EXCERPTED DATA Start Marker

PR #349, opened 2021-01-25
Fix the SmoothSpline unit test.

ysims:
The SmoothSpline unit test was incorrect because time values were not consecutive.

The error was not picked up because the test failed rarely. It failed rarely because the allowable error was (incorrectly) too large. A missing negative sign gave an error threshold of 1,000,000 instead of 0.000001 :grimacing: 

This PR fixes both the error threshold and the issue with consecutive time values.

### DIFF
--- a/shared/tests/utility/motion/TestSplines.cpp
+++ b/shared/tests/utility/motion/TestSplines.cpp
@@ -236,13 +236,23 @@ TEST_CASE("Test Smooth Spline", "[utility][motion][splines][SmoothSpline]") {
         size_t noPoints = rand() % 6;
         std::vector<Eigen::Vector4d> points;
 
+        // This value will keep track of the last t value - we want them to be consecutive, so we will check against
+        // this. Start it negative since the generated t values will not be negative
+        double point_t = -1;
+
         // Add our points to the spline
         for (size_t i = 0; i < noPoints; i++) {
             Eigen::Vector4d point = Eigen::Vector4d::Random();  // random 4d array of numbers between -1 and 1
             point *= 10;                                        // values are between -10 and 10
-            point.x() += (i + 1) * 10;  // this will ensure no t values are negative and they are always consecutive
+            point[0] += 10;                                     // this will ensure no t values are negative
+
+            // If the last t and this t are not consecutive, add them together... plus 1 incase point_t is 0
+            point[0] = (point[0] < point_t) ? (point[0] + point_t + 1) : point[0];
+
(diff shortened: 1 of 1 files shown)


shared/tests/utility/motion/TestSplines.cpp
```diff
@@ -220,7 +221,7 @@ TEST_CASE("Test Polynom", "[utility][motion][splines][Polynom]") {
     }
 }
 
-const float ERROR = 1e6;  // Error for testing floats
+const float ERROR = 1e-6;  // Error for testing floats
```
Bidski, line 224:
```suggestion
const float ERROR = 1e-6f;  // Error for testing floats
```

shared/tests/utility/motion/TestSplines.cpp
```diff
@@ -229,20 +230,30 @@ TEST_CASE("Test Smooth Spline", "[utility][motion][splines][SmoothSpline]") {
...
+        // This value will keep track of the last t value - we want them to be consecutive, so we will check against
+        // this. Start it negative since the generated t values will not be negative
+        double point_t = -1;
+
         // Add our points to the spline
         for (size_t i = 0; i < noPoints; i++) {
             Eigen::Vector4d point = Eigen::Vector4d::Random();  // random 4d array of numbers between -1 and 1
             point *= 10;                                        // values are between -10 and 10
-            point.x() += (i + 1) * 10;  // this will ensure no t values are negative and they are always consecutive
+            point[0] += 10;                                     // this will ensure no t values are negative
```
Bidski, line 248: `std::abs()`? If all you care about is it being positive?

shared/tests/utility/motion/TestSplines.cpp
```diff
@@ -229,20 +230,30 @@ TEST_CASE("Test Smooth Spline", "[utility][motion][splines][SmoothSpline]") {
...
+    for (int j = 0; j < 100; j++) {
         spline.reset();
 
         // Get a random number of points for this spline
         size_t noPoints = rand() % 6;
         std::vector<Eigen::Vector4d> points;
 
+        // This value will keep track of the last t value - we want them to be consecutive, so we will check against
+        // this. Start it negative since the generated t values will not be negative
+        double point_t = -1;
```
Bidski, line 242:
```suggestion
        double point_t = -1.0;
```

Bidski (changes requested):

Bidski (approved):
LGTM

EXCERPTED DATA End Marker

### YOUR TASK
Reproduce every record in full, keeping each one exactly as it reads.

### RESPONSE TO THE EXERCISE
PR #349, opened 2021-01-25
Fix the SmoothSpline unit test.

ysims:
The SmoothSpline unit test was incorrect because time values were not consecutive.

The error was not picked up because the test failed rarely. It failed rarely because the allowable error was (incorrectly) too large. A missing negative sign gave an error threshold of 1,000,000 instead of 0.000001 :grimacing: 

This PR fixes both the error threshold and the issue with consecutive time values.

### DIFF
--- a/shared/tests/utility/motion/TestSplines.cpp
+++ b/shared/tests/utility/motion/TestSplines.cpp
@@ -236,13 +236,23 @@ TEST_CASE("Test Smooth Spline", "[utility][motion][splines][SmoothSpline]") {
         size_t noPoints = rand() % 6;
         std::vector<Eigen::Vector4d> points;
 
+        // This value will keep track of the last t value - we want them to be consecutive, so we will check against
+        // this. Start it negative since the generated t values will not be negative
+        double point_t = -1;
+
         // Add our points to the spline
         for (size_t i = 0; i < noPoints; i++) {
             Eigen::Vector4d point = Eigen::Vector4d::Random();  // random 4d array of numbers between -1 and 1
             point *= 10;                                        // values are between -10 and 10
-            point.x() += (i + 1) * 10;  // this will ensure no t values are negative and they are always consecutive
+            point[0] += 10;                                     // this will ensure no t values are negative
+
+            // If the last t and this t are not consecutive, add them together... plus 1 incase point_t is 0
+            point[0] = (point[0] < point_t) ? (point[0] + point_t + 1) : point[0];
+
(diff shortened: 1 of 1 files shown)


shared/tests/utility/motion/TestSplines.cpp
```diff
@@ -220,7 +221,7 @@ TEST_CASE("Test Polynom", "[utility][motion][splines][Polynom]") {
     }
 }
 
-const float ERROR = 1e6;  // Error for testing floats
+const float ERROR = 1e-6;  // Error for testing floats
```
Bidski, line 224:
```suggestion
const float ERROR = 1e-6f;  // Error for testing floats
```

shared/tests/utility/motion/TestSplines.cpp
```diff
@@ -229,20 +230,30 @@ TEST_CASE("Test Smooth Spline", "[utility][motion][splines][SmoothSpline]") {
...
+        // This value will keep track of the last t value - we want them to be consecutive, so we will check against
+        // this. Start it negative since the generated t values will not be negative
+        double point_t = -1;
+
         // Add our points to the spline
         for (size_t i = 0; i < noPoints; i++) {
             Eigen::Vector4d point = Eigen::Vector4d::Random();  // random 4d array of numbers between -1 and 1
             point *= 10;                                        // values are between -10 and 10
-            point.x() += (i + 1) * 10;  // this will ensure no t values are negative and they are always consecutive
+            point[0] += 10;                                     // this will ensure no t values are negative
```
Bidski, line 248: `std::abs()`? If all you care about is it being positive?

shared/tests/utility/motion/TestSplines.cpp
```diff
@@ -229,20 +230,30 @@ TEST_CASE("Test Smooth Spline", "[utility][motion][splines][SmoothSpline]") {
...
+    for (int j = 0; j < 100; j++) {
         spline.reset();
 
         // Get a random number of points for this spline
         size_t noPoints = rand() % 6;
         std::vector<Eigen::Vector4d> points;
 
+        // This value will keep track of the last t value - we want them to be consecutive, so we will check against
+        // this. Start it negative since the generated t values will not be negative
+        double point_t = -1;
```
Bidski, line 242:
```suggestion
        double point_t = -1.0;
```

Bidski (changes requested):

Bidski (approved):
LGTM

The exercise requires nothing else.